* _Work instructions_: Your output must be a faithful copy of the listing underneath.

Data provided START

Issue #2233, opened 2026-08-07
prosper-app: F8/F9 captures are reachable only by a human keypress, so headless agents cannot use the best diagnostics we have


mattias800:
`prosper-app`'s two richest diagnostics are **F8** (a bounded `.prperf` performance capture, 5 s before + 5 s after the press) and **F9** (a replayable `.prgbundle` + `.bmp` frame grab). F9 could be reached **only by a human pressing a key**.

Data provided END

* _Problem solution_:
Issue #2233, opened 2026-08-07
prosper-app: F8/F9 captures are reachable only by a human keypress, so headless agents cannot use the best diagnostics we have


mattias800:
`prosper-app`'s two richest diagnostics are **F8** (a bounded `.prperf` performance capture, 5 s before + 5 s after the press) and **F9** (a replayable `.prgbundle` + `.bmp` frame grab). F9 could be reached **only by a human pressing a key**.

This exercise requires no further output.